**TASK ITEM:** From the records, return each line that has the word "uploads" in it.
***** LISTED ENTRIES *****
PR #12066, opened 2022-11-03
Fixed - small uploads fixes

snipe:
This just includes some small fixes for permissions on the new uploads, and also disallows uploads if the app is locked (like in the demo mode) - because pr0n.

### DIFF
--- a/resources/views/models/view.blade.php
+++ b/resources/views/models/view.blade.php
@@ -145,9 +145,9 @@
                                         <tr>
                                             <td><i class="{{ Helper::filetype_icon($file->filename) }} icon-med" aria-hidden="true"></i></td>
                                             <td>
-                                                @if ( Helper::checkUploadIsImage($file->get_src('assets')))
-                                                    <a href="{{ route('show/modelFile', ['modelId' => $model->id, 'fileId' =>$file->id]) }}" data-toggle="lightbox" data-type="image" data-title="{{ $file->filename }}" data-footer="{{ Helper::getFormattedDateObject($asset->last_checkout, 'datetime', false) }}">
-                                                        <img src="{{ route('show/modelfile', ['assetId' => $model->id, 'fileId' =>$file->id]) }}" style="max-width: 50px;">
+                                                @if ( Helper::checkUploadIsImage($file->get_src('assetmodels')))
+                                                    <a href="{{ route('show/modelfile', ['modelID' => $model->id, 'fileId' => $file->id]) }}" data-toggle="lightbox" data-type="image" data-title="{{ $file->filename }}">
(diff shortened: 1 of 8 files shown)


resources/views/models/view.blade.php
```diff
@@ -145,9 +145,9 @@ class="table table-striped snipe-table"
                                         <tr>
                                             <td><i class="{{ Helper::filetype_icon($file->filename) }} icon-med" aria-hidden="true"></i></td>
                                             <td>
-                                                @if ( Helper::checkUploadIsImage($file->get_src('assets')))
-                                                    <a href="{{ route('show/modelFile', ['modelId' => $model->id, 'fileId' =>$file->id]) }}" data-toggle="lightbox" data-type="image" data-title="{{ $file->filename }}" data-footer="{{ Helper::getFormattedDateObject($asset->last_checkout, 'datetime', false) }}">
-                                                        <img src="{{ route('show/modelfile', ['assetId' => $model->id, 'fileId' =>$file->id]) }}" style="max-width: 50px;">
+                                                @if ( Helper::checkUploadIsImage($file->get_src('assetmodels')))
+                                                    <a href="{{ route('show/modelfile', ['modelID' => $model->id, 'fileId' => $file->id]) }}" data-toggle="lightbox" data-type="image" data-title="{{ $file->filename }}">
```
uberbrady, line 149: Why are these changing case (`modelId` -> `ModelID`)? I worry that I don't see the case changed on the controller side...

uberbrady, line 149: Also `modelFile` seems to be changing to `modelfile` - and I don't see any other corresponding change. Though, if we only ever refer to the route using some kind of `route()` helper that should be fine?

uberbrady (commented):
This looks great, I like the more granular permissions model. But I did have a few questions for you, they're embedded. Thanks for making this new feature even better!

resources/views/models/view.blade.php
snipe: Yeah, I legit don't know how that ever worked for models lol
*****
***** LISTED ENTRIES *****
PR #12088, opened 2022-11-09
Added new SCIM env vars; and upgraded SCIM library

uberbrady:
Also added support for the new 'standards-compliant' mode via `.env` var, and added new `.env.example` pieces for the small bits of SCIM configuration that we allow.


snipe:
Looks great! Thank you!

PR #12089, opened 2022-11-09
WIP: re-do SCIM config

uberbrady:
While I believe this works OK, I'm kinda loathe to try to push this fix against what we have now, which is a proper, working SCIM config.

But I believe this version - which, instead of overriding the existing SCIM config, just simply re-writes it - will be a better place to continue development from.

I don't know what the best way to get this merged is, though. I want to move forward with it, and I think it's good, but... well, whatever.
*****
**RESULT OF THE TASK:**
Fixed - small uploads fixes
This just includes some small fixes for permissions on the new uploads, and also disallows uploads if the app is locked (like in the demo mode) - because pr0n.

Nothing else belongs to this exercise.